An AI companion on smart glasses that understands your home in 3D. When a dementia patient says "where are my pills?", Mira actually finds them.
Voice-first assisted living platform combining 3D scene understanding, medical knowledge, and real-time caregiver alerts. Runs on Ray-Ban Meta glasses.
Tech Stack: Next.js · React · Tailwind CSS · Supabase (Postgres + Realtime) · OpenRouter · Whisper STT · OpenAI TTS · Modal (A100 GPU) · Viser · ONNX Runtime Web · Python · FastAPI
flowchart_dataflow.mp4
Three of us have grandparents with Alzheimer's or dementia. If you've been around it, you know the loop: "Have you seen my pills?" five times in an afternoon. It's not just forgetting — it's the loss of autonomy, the slow erosion of someone's confidence that they can manage their own life.
Many dementia patients refuse traditional care, insisting family handle everything, which puts enormous strain on people who can't be present 24/7. Mira is designed for this gap: asynchronous monitoring without pulling out a phone, assistance at 3 AM, and a caregiver dashboard that keeps family informed.
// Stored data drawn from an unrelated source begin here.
PR #6044, opened 2022-10-28
Preserve hints in $flow contents

### LINKED ISSUE #6020: ford caches are not portable, but should be
Ford's global cache, $flow, is a referentially transparent cache of builds, and so intuitively every build it contains should be usable by any other ship.  This has obvious appeal: one can imagine providing a fresh ship with a pill containing a primed $flow in order to reduce boot time, or similarly serving builds to ships à la a Nix binary cache e.g. Cachix, for example.

However, the builds, being vases of cores, are generally not portable in the presence of jet hints.  Producing a vase of a core evaluates its outer formula, eliminating any hints it contains in the process.  Hints that depend on the cores these vases contain then miss their targets, breaking jet registration.

The trick to fix this is known, and involves using `(trap vase)` in place of `vase` to defer outer formula evaluation until the core is on the target ship, at which point jet registration can proceed normally.  This technique is already used to get around the problem in Arvo's larval stage and gen/ivory.hoon.

So: to make caches portable, $flow, and the rest of ford that touches $flow, probably must be converted to deal with `(trap vase)` instead of plain `vase`.  And in addition to just transforming the relevant types and code in ford, clay must procure a zuse in the form of a `(trap vase)` rather than the one wrapped in a vase that's presently used (which is constructed in clay, via zapgar).  Presumably this can be provided via Arvo.

jtobin:
Introduces $ming as a synonym for (trap vase), and converts much of clay's internals to operate on mings instead of vases.  These mings preserve the outer formulas of any cores cached in ford's $flow (already evaluated, if cached as vases), and with them any jet hints that they might contain.  The result is that $flow contents can be used on other ships without breaking jet registration.

These changes partially resolve #6020, in that I don't consider flows to yet be truly portable as long as the cache keys (leaks) they contain are unique only up to zuse.  I'll probably address that in another commit here, or in another PR, by adding the zuse kelvin (or possibly subject hash) to the leak.

I've tested these changes by injecting a ford cache containing the build contents of the %base desk in a pill event, so that the cache is present on the booted ship before apps are installed.  Before these changes, :spider's ++on-arvo arm throws a fund (parent not found) printf on install; with these changes, the hint is registered correctly.  No negative operational or performance issues are noticeable on the booted ship.


pkg/arvo/sys/hoon.hoon
```diff
@@ -11484,11 +11485,33 @@
...
+  =/  cel  [%cell p:$:hed p:$:tal]
+  =>  [cel=cel hed=hed tal=tal]
+  |.  ~+
+  [cel [q:$:hed q:$:tal]]
+::  +shut: deferred +slam
+::
+++  shut
+  |=  [gat=ming sam=ming]
+  ^-  ming
+  =/  typ=type  [%cell p:$:gat p:$:sam]
```
belisarius222, line 11508: gat and sam get fired twice.  I think it would be better to fire them once and store their results in local variables, in case firing is slow for some reason (such as dynamically calculated bunts, which happen sometimes).

jtobin: I think you're stuck with two fires in that you want to defer the Nock evaluation itself.  The first fires have to be done to get the subject type for +mint, which is fine, but you don't want to use the Nock that's produced here, as it would be a kind of early evaluation just "packaged up" in the constructed trap.  Firing again defers the whole Nock computation until it's where it's needed.

(My understanding here comes from how +swat works, but could stand a sanity check.)

jtobin:
With the addition of bc79503 this should properly resolve #6020.

pkg/arvo/sys/vane/clay.hoon
```diff
@@ -4932,6 +5025,37 @@
     |=  raf=raft-11
     ^-  raft-12
     raf(pud [pud.raf 0 0])
+  ::  +raft-12-to-13:
```
belisarius222, line 5028: @jtobin  Since this is likely to be released after the agents-in-clay work, I think it would make more sense to write the migration into the state for that branch.  Might want to retarget this at philip/agent-clay until that makes it into next/arvo, too.

jtobin: No sweat, can do.

jtobin: I've updated the base to philip/agent-clay; there's a conflict arising in the state migration, of course, but it looks to be easily resolvable on merge -- the base version numbers are to be preferred, and the handlers in +raft-12-to-13 probably should clear the flow/flue caches (or maybe wrapping the contents up in traps is safe for the time being).

jtobin: (I'll probably just merge in the branch and resolve it myself to save some hassle.)

zalberico:
Tagging @joemfb for context, @jtobin may need help debugging the above. This is the last bit to prepare this for release.

jtobin:
Per my commentary in a linked issue:

> I've been running a mainnet ship with an alternative kernel including the changes in https://github.com/urbit/urbit/pull/6044 for some days now & have installed groups, talk, etc. It all seems to be performing without issue, and the updated clay tests pass just fine. It should be ready for internal release.

If there *is* a regression here it's likely to be around performance, rather than some show-stopping ship-bricking thing.  We should be able to better-detect that during broader internal testing, but I haven't noticed anything out of the ordinary.

jtobin:
Looks like CI has started failing due to some mark issues.  Investigating..

jtobin:
The mark build issue is more specifically a result of the following mule call in +build-cast failing:

```
=^  new=ming  nub  (build-fit %mar b)
=/  rab  (mule (swat new tsgl/[limb/a limb/%grab]))
```

As a good minimal test case, notice that from dojo `-build-cast %/noun/urb` succeeds, whereas it fails when using `%/urb/noun`.

jtobin:
Ok, the issue with the mark builds failing is resolved.  Carry on!

jtobin:
PSA, @tadad reported an issue when trying to use these changes to preserve the state of an aqua ship.  We're going to delve into it in the new year.

tadad:
Having an issue trying to port `%aqua` snapshots between ships using this branch
Here are some of the `fund` errors:
```
fund: in on, parent 739d418 not found at 7
fund: in event-core, parent 30be5922 not found at 3
fund: in comp, parent bb4c7ad not found at 15
fund: in handle-start-thread, parent 1de8de1 not found at 7
```
The missing jets are coming from random parts of the system: `+on` is in zuse, `+event-core` is from ames, `+comp` is from hoon.hoon, `+handle-start-thread` is from spider, etc. Most jets are still matching

tadad:
actually now that I understand this PR more - my problem wasn't an issue with ford cache portability - I was moving much more than just the ford cache which led to a lot of jet mismatch errors. This PR is probably fine

jalehman:
Until we know of something that this improves directly, we're going to close with the intent to eventually resurrect when needed.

For someone with Alzheimer's, a searchable spatial memory isn't a convenience. It's dignity.
| Module | What it does |
|---|---|
| scenegraph/ | Video → 3D scene graph. End-to-end pipeline on Modal (A100): structure-from-motion, Grounding DINO object detection per frame, backprojection into 3D via depth maps + camera poses, geometric overlap + CLIP similarity merging into a Scene Object Graph. See scenegraph/README.md. |
| reconstruction/ | Dense 3D reconstruction — video → dense depth, camera poses, point clouds. |
| Module | What it does |
|---|---|
| hloc_localization/ | Visual localization via SuperPoint + LightGlue + PnP. Builds an SfM reference map from video (Modal GPU), then localizes new frames against it in 6DoF. Live pose tracking uses DPVO for continuous 6DoF with periodic HLoc re-localization to correct drift. |
| Module | What it does |
|---|---|
| segmentation/ | Image + language query → object segmentation. Open-vocabulary detection and mask generation. |
| depthanything/ | Monocular depth estimation per frame. Used to get depth of segmented objects — median/trimmed mean since mask edges bleed into background. |
| Module | What it does |
|---|---|
| explorer/ | Interactive 3D point cloud viewer (Viser + FastAPI). Natural language query → Gemini multi-view detection → raycast into point cloud → animated camera fly-to. Auto-detects scene orientation via Gemini rotation voting. |
| mira-chat/ | Full-stack Next.js app — resident voice/text chat (LLM + function calling for spatial nav, medical Q&A, medication lookup), supervisor dashboard with real-time event timeline, caregiver escalation via email. Supabase Realtime for zero-polling updates. See mira-chat/README.md. |
| android/ | Android client app — receives Bluetooth audio + JPEG frames from Ray-Ban Meta glasses, bridges to backend via Tailscale. |
| securitycam/ | Security camera streaming — mediamtx config for RTMP/RTSP/HLS/WebRTC ingestion. |
| vic-backend/ | Backend services. |
| Member | Contributions |
|---|---|
| Nathan | ML pipeline & GPU compute on Modal — object localization, 3D scene reconstruction, camera pose tracking with visual odometry. Security cam integration, point cloud viewer. |
| Victor | Streaming video and audio from the Ray-Ban Meta SDK, linking to frontend, delivering audio feedback back to the user. |
| Madhuhaas | Agentic system and tool-calling pipeline — pulling patient info, web search for medication lookup. Frontend development. |
| Antonio | Online object localization, animated camera fly-to in the 3D viewer, high-level pitch direction, demo video editing. |
- Continuous scene updates. The 3D model is currently from a one-time walkthrough. Objects move. The system should update incrementally as the resident goes about their day.
- Predictive object tracking. If the event log shows someone leaves their glasses in the fridge every Tuesday, the system should learn that and check there first.
- Dedicated sensor hardware. Ray-Bans don't expose IMU data, so fall detection needs external hardware — a wearable with accelerometer and gyroscope combined with 3D scene context.
- Health device integration. Apple Watch vitals, cameras in common areas, other health peripherals feeding into the same event stream.
- Scaling point clouds. One room works. A full facility requires procedural rendering and level-of-detail management for very large point clouds.